王授文闭上眼睛,潮了眼眶。虽说是父女,但她长在长洲,小的时候也一直是吴灵在教养她,王授文不曾想过,她竟能把他这个做父亲的心绪全部猜透。
“是,公公去回娘娘,臣今日一定不饮酒。”
说着,他哽咽了一下。
“娘娘身子安好吗?”
“这些天像是不大好。许是天冷吧,周太医说娘娘身子寒,冬季最不好养。开了春就会好很多。”
“请娘娘保重好身子,家中人都挂念她。”
他说完这句话,又觉得难受。
家中还剩谁呢?吴灵死后,王授文没有再娶续弦,吴灵在时,他也没有的妾室。吴灵走后他甚至把她那一房的侍女都遣出去了。如今,定清还在外任上,家中除了他,就剩了几个小厮。说起来,他这一辈子也算是位极人臣,女儿又是皇帝宠妃,人人都指着他的门路升官发财,却不曾想,他把府上的日子过成了这样。
“欸,老大人,奴才会说给娘娘听的。奴才还有差事,就不送老大人了。雪天路滑,您老慢着些。”
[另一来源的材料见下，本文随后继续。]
Issue #2088, opened 2022-06-01
Honor the channel limit added in channel settings


aeatencio:

manumoreira:
Work item deleted in Commit

PR #2089, opened 2022-06-02
Add capacity setting to channels

### LINKED ISSUE #2082: Add channel limit as a field in surveda channel settings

翊坤宫中,皇帝命吴璟画的蜀葵地屏终于赶在年底安置过来了。王疏月正站庭中地屏前。虽然抱着手炉,但还是冷得发颤。自从年初在雪地里跪了一夜后,她真的有些沾不得雪了。
金翘端着一个红木盘走来。
“主儿,小厨房还剩了姜,奴才混着红糖给您煮了一碗姜汤。您在雪里站久了,难免寒气儿。喝一点驱驱寒吧。”
金翘年纪其实不算大,但却比善而要持重得多。l
服侍照顾也十分细致,关于调理身子事,王疏月想不全的,她都能替王疏月想全。
王疏月接过汤碗,热热地喝了一口,果然觉得热气从喉咙开始,逐渐度入五脏六腑。
“我不是准了你们自去耍吗,你怎么不去。”
金翘接过汤碗来。
“您有您的恩,奴才们有奴才们的本分。但您给了恩,奴才也不能在他们身上剥了您的恩,所以他们放肆奴才也没说什么,但这么大一个翊坤宫,奴才怎么放心您一个人。”
王疏月笑了笑。
“好,那你与我做个伴儿。”
“是。”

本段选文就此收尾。